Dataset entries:
────────────────────

PR #361, opened 2022-09-20
Add workflow to increment Core SDK version

gersonnoboa:
Using the previous work done in Gradle, a new workflow has been added to `bitrise.yml` that increments the Core SDK version. A pull request is created also by directly calling the GitHub API. This will be used in the Core SDK release process, in order to increment the Core SDK version used in the widgets once the Core SDK is released. This workflow requires an environment variable called `NEW_VERSION`.

MOB-1510

### DIFF
--- a/bitrise.yml
+++ b/bitrise.yml
@@ -231,6 +231,39 @@ workflows:
     - opts:
         is_expand: false
       INTEGRATOR_VARIANT: debug
+  upgrade_dependencies:
+    steps:
+    - activate-ssh-key@4: {}
+    - git-clone@6: {}
+    - cache-pull@2: {}
+    - install-missing-android-tools@3:
+        inputs:
+        - gradlew_path: $PROJECT_LOCATION/gradlew
+    - gradle-runner@2:
+        inputs:
+        - gradlew_path: $PROJECT_LOCATION/gradlew
+        - gradle_file: $PROJECT_LOCATION/build.gradle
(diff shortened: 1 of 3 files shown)


bitrise.yml
```diff
@@ -231,6 +231,39 @@ workflows:
...
       INTEGRATOR_VARIANT: debug
+  upgrade_dependencies:
+    steps:
+    - activate-ssh-key@4: {}
+    - git-clone@6: {}
+    - cache-pull@2: {}
+    - install-missing-android-tools@3:
+        inputs:
+        - gradlew_path: $PROJECT_LOCATION/gradlew
+    - gradle-runner@2:
```
gugalo, line 242: I think it would be nice if you add some meaningful titles to this and the next step to make it easier to read. You can find example in this file

bitrise.yml
```diff
@@ -231,6 +231,39 @@ workflows:
...
+        inputs:
+        - gradlew_path: $PROJECT_LOCATION/gradlew
+        - gradle_file: $PROJECT_LOCATION/build.gradle
+        - gradle_task: saveCoreSdkVersion --coreSdkVersion=$NEW_VERSION
+    - script@1:
```
gugalo, line 247: Does this step do the same thing as 'scripts/create-pr-for-increment-project-version.sh'?
In this case, maybe you can just run that script not to duplicate logic?

gugalo (approved):

gersonnoboa:
Merged as part of this PR https://github.com/salemove/android-sdk-widgets/pull/368/files

PR #364, opened 2022-09-29
Use RemoteConfiguration in UiTheme

AndriiHorishniiMOC:
Create a base mechanism to use RemoteConfiguration in UiTheme

MOB-1571

### DIFF
--- a/widgetssdk/src/main/java/com/glia/widgets/UiTheme.java
+++ b/widgetssdk/src/main/java/com/glia/widgets/UiTheme.java
@@ -6,10 +6,13 @@ import android.os.Parcelable;
 import androidx.annotation.ColorRes;
 import androidx.annotation.DrawableRes;
 import androidx.annotation.FontRes;
+import androidx.annotation.NonNull;
 
 import com.glia.widgets.view.configuration.ButtonConfiguration;
 import com.glia.widgets.view.configuration.ChatHeadConfiguration;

────────────────────

§ THE PROBLEM
Take every line above that includes "widgetssdk" and list it.

§ RESPONSE AREA
--- a/widgetssdk/src/main/java/com/glia/widgets/UiTheme.java
+++ b/widgetssdk/src/main/java/com/glia/widgets/UiTheme.java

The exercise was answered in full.